Para ese punto del juicio, el público estaba dividido de la manera típica en la que se divide en los casos de violación. Unos estaban convencidos de que la víctima estaba mintiendo, mientras otros decían que esto era un claro ejemplo del problema con la cultura de violación. Estos últimos se sintieron igualmente validados y asqueados cuando se leyeron los mensajes de texto del 28 de junio del 2016 entre los implicados.

Un amigo de Olding le preguntó, “¿te cogiste alguna puta?”, a lo que contestó “Se lo metí a una chica con Jacko el Lunes. Los dos al mismo tiempo. Luego otra el martes”. McIlroy también mandó una foto de las mujeres en la fiesta con el texto “amo las putas de Belfast”. No son evidencia de que hayan violado a alguien, pero sí de la total falta de respeto que tienen por las mujeres.

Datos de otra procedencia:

PR #3466, opened 2021-01-19
GH-3446: Stream support in the MessageGroupStore

### LINKED ISSUE #3446: DelayHandler, ConfigurableMongoDbMessageStore and PersistentMessageGroup issue at startup/load

5.3.1.RELEASE

**Describe the bug**

If you have set up a DelayHandler using a ConfigurableDbMessageStore and the MongoDB collection behind it is very big (e.g. 1M records), upon startup the DelayHandler will try to re-schedule all messages in the delay store. Because we are using ConfigurableDbMessageStore which extends AbstractMessageGroupStore and also lazyLoadMessageGroups, this class, sets the persistentMessageGroupFactory as a SimpleMessageGroupFactory(SimpleMessageGroupFactory.GroupType.PERSISTENT) which returns PersistentMessageGroup. When the PersistentMessageGroup is called to retrieve the messages, it loads ALL messages in memory before returning the iterator 

https://github.com/spring-projects/spring-integration/blob/08316577cea0be542559b6510d7ef5e0d9c87aa7/spring-integration-core/src/main/java/org/springframework/integration/store/PersistentMessageGroup.java#L171

https://github.com/spring-projects/spring-integration/blob/08316577cea0be542559b6510d7ef5e0d9c87aa7/spring-integration-core/src/main/java/org/springframework/integration/store/PersistentMessageGroup.java#L186

https://github.com/spring-projects/spring-integration/blob/08316577cea0be542559b6510d7ef5e0d9c87aa7/spring-integration-core/src/main/java/org/springframework/integration/store/PersistentMessageGroup.java#L217

https://github.com/spring-projects/spring-integration/blob/08316577cea0be542559b6510d7ef5e0d9c87aa7/spring-integration-core/src/main/java/org/springframework/integration/handler/DelayHandler.java#L598

https://github.com/spring-projects/spring-integration/blob/08316577cea0be542559b6510d7ef5e0d9c87aa7/spring-integration-core/src/main/java/org/springframework/integration/handler/DelayHandler.java#L570
Depending on the available memory, OOM happens. 

**To Reproduce**

Create a collection behind the DelayHandler/ConfigurableDbMessageStore and load it with millions of records. Start an application that makes use of the DelayHandler

**Expected behavior**

We believe it is OK to reschedule messages upon startup but not loading them all at once in memory. Maybe doing it via MongoDB streaming API?

artembilan:
Fixes https://github.com/spring-projects/spring-integration/issues/3446

* For better resources utilization provide a `Stream<Message<?>>` API
on the `MessageGroupStore`, `MessageGroup` and `MessageGroupQueue`
* Use this API in the `DelayHandler` when it reschedules persisted messages

### DIFF
--- a/spring-integration-core/src/main/java/org/springframework/integration/handler/DelayHandler.java
+++ b/spring-integration-core/src/main/java/org/springframework/integration/handler/DelayHandler.java
@@ -1,5 +1,5 @@
 /*
- * Copyright 2002-2020 the original author or authors.
+ * Copyright 2002-2021 the original author or authors.
  *
  * Licensed under the Apache License, Version 2.0 (the "License");
  * you may not use this file except in compliance with the License.
@@ -26,6 +26,7 @@ import java.util.concurrent.ConcurrentHashMap;
 import java.util.concurrent.ConcurrentMap;
 import java.util.concurrent.atomic.AtomicBoolean;
 import java.util.concurrent.atomic.AtomicInteger;
+import java.util.stream.Stream;
 
 import org.aopalliance.aop.Advice;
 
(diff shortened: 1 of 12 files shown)


garyrussell (changes requested):
I don't see any new tests for these `stream` methods.

artembilan:
> I don't see any new tests for these stream methods.

All the delayer tests against persistent message stores do their job I believe.
This is only a place where we actually use messages from the stored group.

garyrussell (approved):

Los acusados dijeron arrepentirse de los mensajes de texto, pero niegan no haber tenido consenso. El jurado estuvo de acuerdo con ellos, el 28 de junio del 2018 los declararon inocentes.

Obviamente muchos se sintieron indignados por el resultado del juicio, al punto de ejercer presión en el equipo de Rugby. De hecho, los contratos de Olding y Jackson fueron revocados con efecto inmediato el 16 de abril. Instantáneamente aparecieron los gritos de “esto es una cacería de brujas” y “ya un jurado dijo que no eran culpables. No pueden hacerles un juicio social”. Lo cierto de esto es que hay quienes lo ven como una oportunidad para crear un momento #MeToo dentro del deporte irlandés, para por lo menos sacar algo de una situación terrible. Lo que es más probable es que tanto Olding como Jackson pueden seguir con sus vidas como si nada hubiese pasado.